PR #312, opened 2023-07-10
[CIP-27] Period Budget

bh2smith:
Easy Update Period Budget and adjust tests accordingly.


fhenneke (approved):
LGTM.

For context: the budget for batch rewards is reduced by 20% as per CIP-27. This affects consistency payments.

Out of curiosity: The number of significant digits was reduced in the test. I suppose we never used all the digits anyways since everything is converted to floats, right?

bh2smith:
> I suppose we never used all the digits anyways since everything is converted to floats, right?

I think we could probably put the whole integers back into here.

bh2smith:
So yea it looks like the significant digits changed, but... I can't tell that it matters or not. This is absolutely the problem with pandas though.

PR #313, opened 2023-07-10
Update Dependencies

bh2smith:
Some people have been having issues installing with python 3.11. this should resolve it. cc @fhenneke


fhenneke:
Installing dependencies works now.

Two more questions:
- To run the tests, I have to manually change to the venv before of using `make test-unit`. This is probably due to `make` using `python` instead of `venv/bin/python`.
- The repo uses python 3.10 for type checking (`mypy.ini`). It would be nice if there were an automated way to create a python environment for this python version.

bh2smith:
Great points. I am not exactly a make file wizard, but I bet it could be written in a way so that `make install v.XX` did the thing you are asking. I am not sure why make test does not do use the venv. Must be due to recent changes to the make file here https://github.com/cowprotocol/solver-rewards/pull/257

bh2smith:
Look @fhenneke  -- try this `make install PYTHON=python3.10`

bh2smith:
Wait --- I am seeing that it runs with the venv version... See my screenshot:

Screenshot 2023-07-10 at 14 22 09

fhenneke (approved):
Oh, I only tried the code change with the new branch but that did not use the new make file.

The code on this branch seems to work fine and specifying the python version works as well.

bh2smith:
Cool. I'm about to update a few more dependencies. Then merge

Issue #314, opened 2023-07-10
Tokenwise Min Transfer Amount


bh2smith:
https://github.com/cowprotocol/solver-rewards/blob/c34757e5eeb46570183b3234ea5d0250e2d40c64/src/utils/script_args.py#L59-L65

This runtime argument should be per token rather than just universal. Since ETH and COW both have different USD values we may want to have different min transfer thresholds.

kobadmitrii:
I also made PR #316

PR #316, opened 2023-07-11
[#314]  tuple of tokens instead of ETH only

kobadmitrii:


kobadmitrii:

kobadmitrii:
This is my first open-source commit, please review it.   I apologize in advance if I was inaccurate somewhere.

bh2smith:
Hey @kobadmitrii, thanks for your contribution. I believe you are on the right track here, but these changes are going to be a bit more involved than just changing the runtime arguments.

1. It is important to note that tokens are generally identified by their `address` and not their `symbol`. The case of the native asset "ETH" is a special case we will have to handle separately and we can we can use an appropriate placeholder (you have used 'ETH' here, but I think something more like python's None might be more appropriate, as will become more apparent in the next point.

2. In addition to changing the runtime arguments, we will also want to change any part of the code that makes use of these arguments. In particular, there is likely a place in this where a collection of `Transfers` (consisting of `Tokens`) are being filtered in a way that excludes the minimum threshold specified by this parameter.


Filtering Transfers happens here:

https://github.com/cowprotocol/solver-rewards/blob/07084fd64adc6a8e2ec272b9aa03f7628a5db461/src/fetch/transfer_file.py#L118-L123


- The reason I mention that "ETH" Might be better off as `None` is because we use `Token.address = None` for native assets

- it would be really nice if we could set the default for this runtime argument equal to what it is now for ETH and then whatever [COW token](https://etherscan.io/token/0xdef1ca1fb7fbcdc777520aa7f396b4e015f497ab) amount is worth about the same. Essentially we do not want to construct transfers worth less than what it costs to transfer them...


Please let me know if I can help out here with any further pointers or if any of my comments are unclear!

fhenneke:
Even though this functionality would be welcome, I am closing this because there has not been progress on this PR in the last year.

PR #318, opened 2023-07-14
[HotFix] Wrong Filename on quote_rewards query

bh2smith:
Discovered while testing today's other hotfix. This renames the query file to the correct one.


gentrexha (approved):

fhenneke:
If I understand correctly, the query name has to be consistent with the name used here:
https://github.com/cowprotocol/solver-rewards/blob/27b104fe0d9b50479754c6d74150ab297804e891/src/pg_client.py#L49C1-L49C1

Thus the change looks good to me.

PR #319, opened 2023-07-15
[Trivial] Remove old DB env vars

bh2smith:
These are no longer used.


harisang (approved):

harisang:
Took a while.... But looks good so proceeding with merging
•••
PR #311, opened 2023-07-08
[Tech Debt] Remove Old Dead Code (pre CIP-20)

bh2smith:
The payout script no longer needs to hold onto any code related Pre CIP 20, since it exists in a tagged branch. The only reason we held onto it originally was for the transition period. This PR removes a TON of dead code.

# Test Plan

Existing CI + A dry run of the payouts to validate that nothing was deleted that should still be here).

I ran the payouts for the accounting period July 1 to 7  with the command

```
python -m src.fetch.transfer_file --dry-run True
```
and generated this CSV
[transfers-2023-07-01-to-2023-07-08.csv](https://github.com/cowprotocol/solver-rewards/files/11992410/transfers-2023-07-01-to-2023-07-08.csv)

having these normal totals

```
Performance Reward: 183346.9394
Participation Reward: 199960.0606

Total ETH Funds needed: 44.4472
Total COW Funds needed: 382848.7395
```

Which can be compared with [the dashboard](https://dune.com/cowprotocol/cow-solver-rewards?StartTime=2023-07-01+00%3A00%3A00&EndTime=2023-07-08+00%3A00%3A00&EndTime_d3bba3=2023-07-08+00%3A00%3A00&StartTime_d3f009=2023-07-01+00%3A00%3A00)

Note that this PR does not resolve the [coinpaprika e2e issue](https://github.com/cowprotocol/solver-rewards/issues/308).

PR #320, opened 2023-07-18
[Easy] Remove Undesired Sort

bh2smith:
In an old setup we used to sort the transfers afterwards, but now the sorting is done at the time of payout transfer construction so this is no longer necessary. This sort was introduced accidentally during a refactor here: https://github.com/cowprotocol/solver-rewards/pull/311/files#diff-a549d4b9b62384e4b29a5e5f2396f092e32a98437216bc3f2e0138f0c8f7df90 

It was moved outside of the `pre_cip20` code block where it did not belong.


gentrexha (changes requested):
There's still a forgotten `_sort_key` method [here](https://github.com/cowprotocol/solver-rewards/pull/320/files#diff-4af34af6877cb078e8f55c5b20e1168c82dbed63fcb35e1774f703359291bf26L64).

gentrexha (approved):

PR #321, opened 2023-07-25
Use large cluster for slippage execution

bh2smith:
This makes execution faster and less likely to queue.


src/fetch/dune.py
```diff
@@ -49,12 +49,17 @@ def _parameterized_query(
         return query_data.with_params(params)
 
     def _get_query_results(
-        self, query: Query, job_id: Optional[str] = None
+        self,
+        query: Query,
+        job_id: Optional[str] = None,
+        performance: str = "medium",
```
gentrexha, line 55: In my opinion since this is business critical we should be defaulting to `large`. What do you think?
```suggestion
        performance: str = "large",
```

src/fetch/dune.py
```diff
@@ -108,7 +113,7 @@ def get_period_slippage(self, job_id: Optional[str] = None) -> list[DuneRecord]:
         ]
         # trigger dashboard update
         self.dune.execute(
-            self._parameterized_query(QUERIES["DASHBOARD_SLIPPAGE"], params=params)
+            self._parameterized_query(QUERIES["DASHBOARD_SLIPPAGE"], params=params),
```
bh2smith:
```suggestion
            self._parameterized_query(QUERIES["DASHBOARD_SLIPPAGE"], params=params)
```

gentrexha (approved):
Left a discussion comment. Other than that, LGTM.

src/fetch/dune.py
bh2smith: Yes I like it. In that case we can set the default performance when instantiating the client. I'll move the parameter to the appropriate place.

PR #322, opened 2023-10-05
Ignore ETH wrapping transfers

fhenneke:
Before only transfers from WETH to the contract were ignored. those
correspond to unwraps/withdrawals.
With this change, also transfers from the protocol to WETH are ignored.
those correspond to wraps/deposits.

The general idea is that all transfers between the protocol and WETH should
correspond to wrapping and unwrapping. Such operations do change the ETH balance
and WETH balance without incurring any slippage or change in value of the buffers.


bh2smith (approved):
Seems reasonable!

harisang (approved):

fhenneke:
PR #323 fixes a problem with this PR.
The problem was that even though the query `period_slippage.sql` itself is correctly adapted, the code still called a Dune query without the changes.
•••
- **PROBLEM REQUIREMENTS**: Show every line of the listing containing the string "have" by copying it.

- **YOUR RESPONSE**:
Some people have been having issues installing with python 3.11. this should resolve it. cc @fhenneke
- To run the tests, I have to manually change to the venv before of using `make test-unit`. This is probably due to `make` using `python` instead of `venv/bin/python`.
This runtime argument should be per token rather than just universal. Since ETH and COW both have different USD values we may want to have different min transfer thresholds.
1. It is important to note that tokens are generally identified by their `address` and not their `symbol`. The case of the native asset "ETH" is a special case we will have to handle separately and we can we can use an appropriate placeholder (you have used 'ETH' here, but I think something more like python's None might be more appropriate, as will become more apparent in the next point.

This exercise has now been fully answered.